The output of rlr.read() is a list of articles. Each article is a dictionary with the following keys: title, url, preview, date (creation date of bookmark), added (sync date; may be undefined), viewed (read date; undefined for unread articles), uuid, synckey, and syncserverid.

If you provide a path as an argument to the ReadingListReader constructor, an attempt will be made to load the Reading List from that file. By default, your Reading List is read from ~/Library/Safari/Bookmarks.plist.

The read() method has a few optional arguments that can be used to control its output:

  • show can be set to 'unread' or 'read' to return only unread or read items, respectively. Any other value (such as None) will cause all items to be returned. Defaults to 'unread'.
  • sortfield can be set to any of the keys listed above. The default is date.
  • ascending controls sort order of the returned list. The default is True; set to False for descending sort.
  • dateformat controls the formatting of the date, added, and viewed fields. Defaults to None, in which case datetime objects are returned instead of strings. Understands strftime format directives.
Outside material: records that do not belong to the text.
Issue #1968, opened 2022-07-19
ScottPlot5: Improve user control API


swharden:
After merging #1964 the `IPlotControl` API and related code could still use some review and fine tuning.

* **Dead zone:** Let's figure out how to better handle the "dead zone" pixel area (where click-drag is not respected) and to ensure the zoom rectangle isn't drawn when returning back to the dead zone.
  * https://github.com/ScottPlot/ScottPlot/pull/1964#discussion_r923976640
  * https://github.com/ScottPlot/ScottPlot/pull/1964#discussion_r923977581

* **Custom interactions:** There's a new `IPlotInteractions` which lets users load a whole set of alternative plot bindings (which mouse buttons do what), but there's probably a more convenient API for this. Let's explore some options. 
  * https://github.com/ScottPlot/ScottPlot/pull/1964#pullrequestreview-1042809240

Overall, you can see I'm going for absolute simplicity when it comes to implementing user controls on new frameworks. Here's the entire WpfPlot control for ScottPlot 5:

https://github.com/ScottPlot/ScottPlot/blob/84ec8c9bd7617d54d7999fc79322d9dd0650b37f/src/ScottPlot5/controls/ScottPlot.WPF/WpfPlot.xaml.cs#L13-L127

BambOoxX:
Hi Scott, just a quick reaction to your comment, 
> to ensure the zoom rectangle isn't drawn when returning back to the dead zone.

Some other plotting libraries tend to provide a zoom rectangle that only zooms in horizontal or vertical directions if the mouse is dragged along the horizontal or vertical direction only (within a given tolerance). At the moment, I think this is something that `ScottPlot` does not allow, unless you lock the limits of the axis, but that's not very flexible.
This could be another nice improvement for v5.

bclehmann:
A good example of that is this jsfiddle in plotly: https://jsfiddle.net/Lb476dan/

I find that it switching between types of zooms can be a little fiddly and jarring. They also have a similar thing for only the X axis that I've seen in their financial charts: https://jsfiddle.net/2c8e7qnm/ (might have to scroll down, by default the preview window is pretty small on jsfiddle).

swharden:
> This could be another nice improvement for v5

It would be nice to make this easier! I agree with @bclehmann the zoom example demonstrated in plotly is a bit jarring. 

[...]

PR #1969, opened 2022-07-19
ScottPlot5: WinForms control

swharden:
This PR extends #1964 and adds an interactive Windows Forms control


swharden:
WinForms control is now working, but the backend API can continue to be refined (#1968)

Your Reading List is read once by the ReadingListReader constructor. Subsequent calls to the read() method do not reload the Reading List, but can be called with different options to return different subsets of the same list.

Requirements

These scripts are developed for Mac OS X 10.7 ("Lion"). It relies on libraries introduced with Python 2.7, which is not included with "Snow Leopard" or earlier versions of Mac OS X.


Example Scripts

Two Python scripts based on readinglistlib are provided as examples. readinglistreader.py dumps your Reading List in tabular or "bookmarks" format. readinglist2instapaper.py adds your unread Reading List items to your Instapaper queue. Details below.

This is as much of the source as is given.